Le tirage au sort de la Ligue des Champions a lieu aujourd'hui. Etes-vous superstitieux à ce sujet ?
« Superstition ? C'est pour les Espagnols ou les Argentins (rires). Je ne peux rien dire de mauvais sur la Ligue des Champions. Olivier Gagne et Luis Campos seront là-bas pour le tirage. Je serai tranquille sur mon vélo avec Joaquin Valdes et quand on rentrera à la maison, on verra le menu. »

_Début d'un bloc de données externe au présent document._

PR #1474, opened 2023-06-22
Enable users to zoom on mobile

### LINKED ISSUE #1473: [Bug]: Cannot zoom in on mobile
### Requirements

### Summary

As the title describes. This issue is on the latest release cut of 0.18, but not 0.17.4.

### Steps to Reproduce

1. Open https://lemmy.ml on a mobile device
2. Try to zoom in with the zoom in gesture.

### Technical Details

N/A

### Version

0.18.0-rc.6

### Lemmy Instance URL

lemmy.ml

SleeplessOne1917:
Closes #1473. Was unable to test locally as I would need to run this on a mobile device.

### DIFF
--- a/src/server/utils/create-ssr-html.tsx
+++ b/src/server/utils/create-ssr-html.tsx
@@ -73,7 +73,7 @@ export async function createSsrHtml(
     <!-- Required meta tags -->
     <meta name="Description" content="Lemmy">
     <meta charset="utf-8">
-    <meta name="viewport" content="width=device-width, initial-scale=1, shrink-to-fit=no, user-scalable=no">
+    <meta name="viewport" content="width=device-width, initial-scale=1, shrink-to-fit=no, user-scalable=yes">
     <link
        id="favicon"
        rel="shortcut icon"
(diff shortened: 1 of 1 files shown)


alectrocute:
This seems like a double-edged sword. Accidental zooming is something I run into frequently with 0.17.

src/server/utils/create-ssr-html.tsx
```diff
@@ -73,7 +73,7 @@ export async function createSsrHtml(
     <!-- Required meta tags -->
     <meta name="Description" content="Lemmy">
     <meta charset="utf-8">
-    <meta name="viewport" content="width=device-width, initial-scale=1, shrink-to-fit=no, user-scalable=no">
+    <meta name="viewport" content="width=device-width, initial-scale=1, shrink-to-fit=no, user-scalable=yes">
```
alectrocute, line 76: We can also just omit `user-scalable` entirely since it defaults to `yes`.

dessalines (approved):

src/server/utils/create-ssr-html.tsx
SleeplessOne1917: Omitted.

alectrocute (approved):

SleeplessOne1917:
> This seems like a double-edged sword. Accidental zooming is something I run into frequently with 0.17.

I just saw this comment. You're probably right about not allowing zoom on mobile would mostly be a better experience, but there is one thing the zoom is really needed for: viewing inline images. Currently, it can be hard to get a bigger view of inline images. Perhaps I should open an issue for a UI feature of a display modal for viewing larger versions of images.

PR #1488, opened 2023-06-22
feat(dev): Vote components

jsit:
This PR componentizes the Votes buttons, both "regular" and "compact," in the Post Listing view and Comment Nodes.

Should be tested thoroughly, as voting is a pretty important function.


src/shared/components/common/vote-buttons.tsx
```diff
@@ -0,0 +1,180 @@
...
+import { I18NextService } from "../../services";
+import { Icon, Spinner } from "../common/icon";
+import { PostListing } from "../post/post-listing";
+
+interface VoteButtonsProps {
+  postListing: PostListing;
+  enableDownvotes?: boolean;
+  upvoteLoading?: boolean;
+  downvoteLoading?: boolean;
+  handleUpvote: (i: PostListing) => void;
```
dessalines, line 15: What we've typically done, is pass the lemmy-js-client form (in this case `CreateCommentLike`) up to the parent. 

But here, since that could be either a post or a comment, I'd recommend passing up an id, the new vote, and an auth. Type the interface well, something like:

```
interface VoteItem {
  id: number,
  newVote: number,
  auth: ...
}
```

src/shared/components/common/vote-buttons.tsx
```diff
@@ -0,0 +1,180 @@
...
+import { numToSI } from "@utils/helpers";
+import classNames from "classnames";
+import { Component, linkEvent } from "inferno";
+import { CommentAggregates, PostAggregates } from "lemmy-js-client";
+import { I18NextService } from "../../services";
+import { Icon, Spinner } from "../common/icon";
+import { PostListing } from "../post/post-listing";
+
+interface VoteButtonsProps {
+  postListing: PostListing;
```
dessalines, line 11: This needs to be made generic enough to work for both post and comments, so you'll need to expand out the counts, and my_vote into distinct fields.

src/shared/components/common/vote-buttons.tsx
jsit: Thanks -- are my latest edits more what you were picturing? I'm not sure where this `VoteItem` type could go.

jsit: Comments use `comment_id` for their ID, and posts use `post_id`, so I had to add a `switch` and an extra property so comments/posts can specify which type to use when submitting the click.

src/shared/components/comment/comment-node.tsx
```diff
@@ -356,29 +356,18 @@ export class CommentNode extends Component<CommentNodeProps, CommentNodeState> {
...
               <div className="me-lg-5 flex-grow-1 flex-lg-grow-0 unselectable pointer mx-2" />
+
               {showScores() && (
                 <>
-                  <a
-                    className={`unselectable pointer ${this.scoreColor}`}
-                    onClick={linkEvent(this, this.handleUpvote)}
-                    data-tippy-content={this.pointsTippy}
+                  <span
+                    className="me-1 font-weight-bold"
```
SleeplessOne1917, line 363: From your other PR, `font-weight-bold` will have to be changed into `fw-bold`.

src/shared/components/common/vote-buttons.tsx
```diff
@@ -0,0 +1,221 @@
...
+    count: Number(counts.upvotes),
+    formattedCount: Number(counts.upvotes),
+  });
+
+  const downvotes = I18NextService.i18n.t("number_of_downvotes", {
+    count: Number(counts.downvotes),
+    formattedCount: Number(counts.downvotes),
+  });
+
+  return `${points} • ${upvotes} • ${downvotes}`;
```
SleeplessOne1917, line 45: Maybe throw a a + in front of upvotes and a minus in front of downvotes? I don't think it would be clear which number is which otherwise.

src/shared/components/common/vote-buttons.tsx
```diff
@@ -0,0 +1,221 @@
...
+
+  switch (i.props.voteContentType) {
+    case VoteContentType.Comment:
+      i.props.onVote({
+        comment_id: i.props.id,
+        score: newVote(VoteType.Upvote, i.props.my_vote),
+        auth: myAuthRequired(),
+      });
+      break;
+    case VoteContentType.Post:
```
SleeplessOne1917, line 59: If `VoteContentType.Post` is always going to be handled the same way as default, there is no reason to make a case for it. Heck, this might be clearer as an if-else instead of a switch considering you're only choosing between 2 options.

jsit: I was just anticipating future use-cases, but happy to simplify this too if you think that's premature

src/shared/components/common/vote-buttons.tsx
jsit: It's getting something like this already:
Screenshot 2023-06-25 at 1 14 45 AM

SleeplessOne1917 (approved):

PR #1490, opened 2023-06-22
Fix `Modlog` refetch on component mount

alectrocute:
Hi Lemdevs!

Our modlog is currently broken. Unless you refresh directly on the `/modlog` route, the data is never loaded, resulting in a blank page. This PR resolves that by calling `this.refetch()` on the component mount hook, which seems to be a pretty common pattern here.

Thanks!


dessalines (approved):
Oops, thanks.

PR #1508, opened 2023-06-23
Replace momentjs with date-fns

SleeplessOne1917:
This should reduce the bundle size somewhat, although I'm not sure how much that will affect performance in production. I replaced Moment.js, a large dependency, with date-fns, which allows you to only import what you need so as to keep bundle size smaller.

Ferran Torres peut-il se battre pour être dans le onze type ?
« J'ai besoin de 23 joueurs, pas 11 joueurs »
« Vous aimez classer les joueurs : les titulaires, les remplaçants... Pour gagner les trophées qu'on a remportés les dernières années, il faut une équipe. On a beaucoup gagné car on avait des joueurs comme Gonçalo Ramos, Kang-in Lee, Bradley Barcola... Des joueurs très importants. Tu ne gagnes rien avec onze joueurs. Je suis très ouvert. Si tu montres que tu es mieux que celui qui démarre, il n'y a pas de problème pour moi. On cherche à savoir qui sont les meilleurs joueurs pour chaque match. J'ai besoin de 23 joueurs, pas 11 joueurs. »
Quelle importance accordez-vous aux coups de pied arrêtés, un domaine sur lequel vous avez progressé ces dernières années ?
« Tout est positif quand tu arrives ici jusqu'à ce qu'on te pose la question sur les coups de pied arrêtés. Lors de la première année et au début de la deuxième, vous m'avez souvent questionné à ce sujet. Mais surprise, après deux ans, plus personne ne pose cette question. C'est très positif. On est l'une des meilleures équipes d'Europe dans l'aspect offensif et défensif des coups de pied arrêtés. Les statistiques le montrent en Ligue des Champions et en Ligue 1. On en a parlé cette semaine avec l'équipe. Il faut toujours être prêt et attentif, même si on s'est beaucoup amélioré dessus. C'est grâce surtout à Rafel Pol, Borja Alvarez et Guillem Hernandez qui ont tous les trois fait un travail incroyable. On continue d'améliorer ce secteur du jeu.»